▶ Your assignment:
Copy, from the entries below, each line in which the string "means" appears.

================================

PR #13, opened 2018-08-05
Add support for automated builds using Travis CI and AppVeyor

k0ekk0ek:
The changes in this pull request enable automated builds with Travis CI (Debug and Release with GCC 8 and Clang 6.0 on Linux and Debug and Release with Xcode 9.4 on macOS) and AppVeyor (Debug and Release for Microsoft Visual Studio 2015 and Microsoft Visual Studio 2017 on Windows 32-bit and 64-bit).

Build dependencies (specifically CUnit and Criterion) are managed with Conan so that the build process is the same across platforms. The Conan recipes are kept in git repositories maintained by ADLINK ATO and can be found on [GitHub](https://github.com/atolab). The resulting binaries are published to a [Bintray](https://bintray.com/atolab/public-conan) repository, also maintained by ADLINK ATO. Note that users can also benefit from the dependencies being managed with Conan as it saves them from having to install all of them by hand.

Some tests still fail on certain platforms, no coverage or static analysis builds are available yet and GitHub integration may not be perfect, but I think this will serve as an excellent base for qualifying future work done on cyclonedds.

### DIFF
--- a/.travis.yml
+++ b/.travis.yml
@@ -1,0 +1,74 @@
+language: c
+
+# Platform descriptions
+# NOTE: These can be used in creating the build matrix by making use of the
+#       anchor/alias YAML features.
+linux_gcc8: &linux_gcc8
+  os: linux
+  compiler: gcc
+  addons:
+    apt:
+      update: true
+      sources: [ ubuntu-toolchain-r-test ]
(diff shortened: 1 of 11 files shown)


eboasson:
😁

PR #18, opened 2018-09-10
Performance improvements (and a few odds and ends)

eboasson:
This pull request primarily changes the way network input is handled:

- It adds support for having multiple receive threads, such that receive threads handling a single socket avoid input multiplexing. This has a shockingly large effect on macOS, and a small effect on Linux.
- On macOS it now does input multiplexing using a kqueue instead of `select` because a kqueue is much faster.

These improvements show up as lower latencies in ping-pong tests and as less system time spent for handling incoming packets.

There are some attendant changes, of course ...

- Latency measurement tool now reports one-way latencies rather than roundtrip times and adds the 99% percentile latency; and no longer tries to delete non-existent entities when terminating.
- It turns out the code for generating stack traces when some threads seem to not be making progress can't handle the case where a thread stops just when it a stack trace of it is requested (it hangs).
- Disabling multicast when the selected interface doesn't support it (mostly because it means it becomes impossible to stop single-socket receive threads on a multicast socket).
- Eliminating some superfluous small memsets save a surprising amount of time.
- It no longer closes stdout/stderr if those are used for tracing.
- It no longer keeps rescheduling sending a participant discovery message if there's no writer to use.
- It no longer uses the multicast receive socket when sending application data.
- It prints a final line in the DDSI trace ("Finis.") when everything has ended, making it trivial to check the stack shut down cleanly.
- It no longer crashes when checking whether an invalid address is a multicast address.

and finally ...

- builds now default to RelWithDebInfo if no CMAKE_BUILD_TYPE is specified. The default behaviour of cmake makes no sense whatsoever, and RelWithDebInfo is the most reasonable compromise.

### DIFF
--- a/src/CMakeLists.txt
+++ b/src/CMakeLists.txt
@@ -11,6 +11,17 @@
 #
 cmake_minimum_required(VERSION 3.6)
 
+# Set a default build type if none was specified
+set(default_build_type "RelWithDebInfo")
+if(NOT CMAKE_BUILD_TYPE AND NOT CMAKE_CONFIGURATION_TYPES)
+  message(STATUS "Setting build type to '${default_build_type}' as none was specified.")
+  set(CMAKE_BUILD_TYPE "${default_build_type}" CACHE
+      STRING "Choose the type of build." FORCE)
+  # Set the possible values of build type for cmake-gui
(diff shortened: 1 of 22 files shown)


kydos:
@eboasson this looks good for me. 

+1

PR #52, opened 2018-11-21
Change QoS and listener operations naming to bring them in line with the rest of the API

eboasson:
This pull request changes the names of the QoS and listener operations to bring them in line with the rest of the API (that is named like operation _ type, e.g., dds_create_qos). Functions with the old names are still available as deprecated exports, causing compilation warnings from gcc, clang and, I presume, Microsoft's compiler.


TheFixer:
@eboasson I noticed that the changes in the naming scheme you made did not make it to the documentation. For example, the [user manual](http://cdds.io/docs/pdf/cdds.pdf) that is prominently advertised on github (see [here](https://github.com/eclipse-cyclonedds/cyclonedds)  stills talks about dds_qos_create() iso dds_create_qos(). I would have expected that the manual is updated too.

PR #56, opened 2018-11-22
Rename dds_waitset_set_trigger to dds_trigger_waitset

FirasSahliADLinktech:
Change the function dds_waitset_set_trigger to dds_trigger_waitset in file where it appears


eboasson:
@FirasSahliADLinktech, thank you for this, but I'm not inclined to accept the change (quite apart from the IP validation issue and not keeping the old name as a deprecated interface). The reason is that the original name is actually correct: this function doesn't trigger a waitset, it rather sets the value of the trigger flag on a waitset.

eboasson:
Apparently no-one disagrees with my reasons for not accepting this change, so closing the pull request.

PR #60, opened 2018-11-23
Some missing unit tests and correct signature

FirasSahliADLinktech:
Add required unit tests for dds_time, dds_qos_copy and dds_instance_get_key. And correct the signature of the function dds_instance_get_key

### DIFF
--- a/src/core/ddsc/tests/instance_get_key.c
+++ b/src/core/ddsc/tests/instance_get_key.c
@@ -1,0 +1,96 @@
+#include <assert.h>
+#include <stdlib.h>
+#include <string.h>
+#include <criterion/criterion.h>
+#include <criterion/logging.h>
+
+#include "os/os.h"
+#include "ddsc/dds.h"
+#include "RoundTrip.h"
+
+static dds_entity_t participant = DDS_ENTITY_NIL;
+static dds_entity_t topic = DDS_ENTITY_NIL;
+static dds_entity_t publisher = DDS_ENTITY_NIL;
+static dds_entity_t writer = DDS_ENTITY_NIL;
+
+static dds_instance_handle_t handle = DDS_HANDLE_NIL;
+
+static RoundTripModule_Address data;
+
+/* Fixture to create prerequisite entity */
+static void setup(void)
+{
+    participant = dds_create_participant(DDS_DOMAIN_DEFAULT, NULL, NULL);
+    cr_assert_gt(participant, 0);
+    topic = dds_create_topic(participant, &RoundTripModule_Address_desc, "ddsc_instance_get_key", NULL, NULL);
+    cr_assert_gt(topic, 0);
+
+    publisher = dds_create_publisher(participant, NULL, NULL);
+    cr_assert_gt(publisher, 0);
+
+    writer = dds_create_writer(publisher, topic, NULL, NULL);
+    cr_assert_gt(writer, 0);
+
+    memset(&data, 0, sizeof(data));
+    data.ip = os_strdup("some data");
+    cr_assert_not_null(data.ip);
+    data.port = 1;
+}
+
+/* Fixture to delete prerequisite entity */
+static void teardown(void)
+{
+    RoundTripModule_Address_free(&data, DDS_FREE_CONTENTS);
+
+    dds_delete(writer);
+    dds_delete(publisher);
+    dds_delete(topic);
+    dds_delete(participant);
+}
+
+Test(ddsc_instance_get_key, bad_entity, .init=setup, .fini=teardown)
+{
+    dds_return_t ret;
+
+    ret = dds_instance_get_key(participant, handle, &data);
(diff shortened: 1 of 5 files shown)


src/core/ddsc/tests/instance_get_key.c
```diff
@@ -0,0 +1,91 @@
...
+
+Test(ddsc_instance_get_key, null_handle, .init=setup, .fini=teardown)
+{
+    dds_return_t ret;
+
+    ret = dds_register_instance(writer, DDS_HANDLE_NIL, NULL);
+    cr_assert_eq(dds_err_nr(ret), DDS_RETCODE_BAD_PARAMETER, "Argument data is NULL");
+
+    ret = dds_instance_get_key(writer, DDS_HANDLE_NIL, &data);
+    cr_assert_eq(dds_err_nr(ret), DDS_RETCODE_PRECONDITION_NOT_MET);
```
eboasson: ``PRECONDITION_NOT_MET`` is not listed among the possible return values in the header file (nor in the DDS specification). If this test passes, there is a discrepancy that needs addressing. Can you look into that please?

src/core/ddsc/tests/instance_get_key.c
```diff
@@ -0,0 +1,91 @@
...
+}
+
+Test(ddsc_instance_get_key, registered_instance, .init=setup, .fini=teardown)
+{
+    dds_return_t ret;
+
+    ret = dds_register_instance(writer, &handle, &data);
+    cr_assert_eq(ret, DDS_RETCODE_OK, "dds_register_instance succeeded (ret: %d)", dds_err_nr(ret));
+    ret = dds_instance_get_key(writer, handle, &data);
+    cr_assert_eq(dds_err_nr(ret), DDS_RETCODE_OK);
```
eboasson: I'd rather have get_key return the result in another variable, and then also verify that the returned key value is actually the same as the one that was put in.

src/core/ddsc/tests/qos.c
```diff
@@ -240,6 +239,44 @@ qos_fini(void)
...
+Test(ddsc_qos, copy_with_partition, .init=qos_init, .fini=qos_fini)
+{
+	dds_return_t result;
+	dds_qos_t *qos;
+	struct pol_partition p = { 0, NULL };
+
+	qos = dds_qos_create();
+	cr_assert_not_null(qos);
+
+	dds_qset_partition(g_qos, g_pol_partition.n, c_partitions);
```
eboasson:
```suggestion
	dds_qset_partition(g_qos, g_pol_partition.n, g_pol_partition.ps);
```

src/core/ddsc/tests/qos.c
```diff
@@ -240,6 +239,44 @@ qos_fini(void)
...
+	result = dds_qos_copy(qos, g_qos);
+
+	cr_assert_eq(result, DDS_RETCODE_OK);
+	dds_qget_partition(qos, &p.n, &p.ps);
+	cr_assert_eq(p.n, 2);
```
eboasson: Asserting twice than p.n is equal to the same value makes no sense; checking against g_pol_partition.n is the better one, so this one should go.

src/core/ddsc/tests/qos.c
```diff
@@ -240,6 +239,44 @@ qos_fini(void)
...
+	cr_assert_eq(p.n, g_pol_partition.n);
+	cr_assert_str_eq(p.ps[0], g_pol_partition.ps[0]);
```
eboasson: Can you turn this into a loop, please? That makes the test independent of the number of partitions actually used.

src/core/ddsc/tests/time.c
```diff
@@ -0,0 +1,17 @@
...
+{
+    dds_time_t now, then;
+    dds_duration_t pause = 1 * DDS_NSECS_IN_MSEC;
+
+    now = dds_time();
+    cr_assert_gt(now, 0);
+    /* Sleep for 1 millisecond, every platform should (hopefully) support that */
+    dds_sleepfor(pause);
+    then = dds_time();
+    cr_assert_gt(then, now);
```
eboasson: The test could be strengthed: if it is required that ``then > now``, then ``then >= now + pause`` should hold as well.

And what about platforms that can't sleep for a 1ms — do we guarantee that sleepfor will then sleep for longer, or does it merely yield the CPU? Sleeping a bit longer would avoid that trouble, so why not increase ``pause`` to something that really "should" be supported?

eboasson:
@FirasSahliADLinktech — and also please sort out the IP validation.

src/core/ddsc/tests/instance_get_key.c
FirasSahliADLinktech: DDS_RETCODE_PRECONDITION_NOT_MET is the returned value for the function dds_instance_get_key when the returned value of the function dds_tkmap_get_key is false (The test passes. )
The specification of this function in the header file does not include this value ( one of them should be updated).

Issue #57, opened 2018-11-22
CMake exits with an error message if a file does not contain any test signatures


k0ekk0ek:
When a source file passed to `add_cunit_executable` does not contain any test signatures, CMake exits with the following error:

```
CMake Error at cmake/modules/CUnit.cmake:177 (list):
  list sub-command REMOVE_DUPLICATES requires list to be present.
Call Stack (most recent call first):
  cmake/modules/CUnit.cmake:219 (process_cunit_source_file)
  os/tests/CMakeLists.txt:30 (add_cunit_executable)
```

PR #68, opened 2018-12-05
Replace Criterion by CUnit

k0ekk0ek:
This pull request completely removes the dependency on the Criterion test framework from the codebase. This has a couple of advantages:

1. All tests now use CUnit, which is supported virtually everywhere. This means we can run all tests on all platforms. Even the embedded ones.
2. Criterion no longer needs to be available to run tests.
2.1. We do not have to maintain that many dependency recipes. The Conan recipe for CUnit got included by Bincrafters, who add newer platforms when available. e.g. xcode 10 was recently added by someone else than me. For Criterion this wasn't the case.
2.2. This makes it easier to get Cyclone included in distributions, because virtually all ship CUnit, but none ship Criterion.
2.3. Developers can install the CUnit dev package that ships with their distribution. So, no dependency on Conan if someone really has a problem with it.
3. Easier debugging. I personally had trouble with Criterion not being able to setup the debug server. With CUnit I just launch it in GDB and wait till it breaks.
4. Test runs and ci builds are quicker, less dependencies and tests generally run quicker (at least on Linux).


k0ekk0ek:
Btw, this also fixes issue #57.

eboasson:
Thank you very much for this effort, @k0ekk0ek! Allow me to nitpick a little bit, though, because I did some checks and some of the changes aren't entirely correct, or at least exhibit slightly different behaviour. E.g., some cr_asserts turned into non-fatal CU_ASSERTs, some string equality checks changed to pointer equality checks and the special return code assertions lost the extraction of the error number.

It goes without saying that I did not find these by manually inspecting everything, I used the below perl hack on the diff with the intent of verifying the changes to the most common checks, and the details I mentioned were discovered by examing its output. First column ">" means it recognised an assert in the old version, "<" that it recognised a matching one in the new version. A "?" in the first column means something failed to match.

Would you please have another look at the changes? Just once more, so the obvious mistakes can be fixed. After that, a green light on Travis and Appveyor will be accepted as sufficient evidence :)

================================

▶ Exercise result:
- Disabling multicast when the selected interface doesn't support it (mostly because it means it becomes impossible to stop single-socket receive threads on a multicast socket).
1. All tests now use CUnit, which is supported virtually everywhere. This means we can run all tests on all platforms. Even the embedded ones.
It goes without saying that I did not find these by manually inspecting everything, I used the below perl hack on the diff with the intent of verifying the changes to the most common checks, and the details I mentioned were discovered by examing its output. First column ">" means it recognised an assert in the old version, "<" that it recognised a matching one in the new version. A "?" in the first column means something failed to match.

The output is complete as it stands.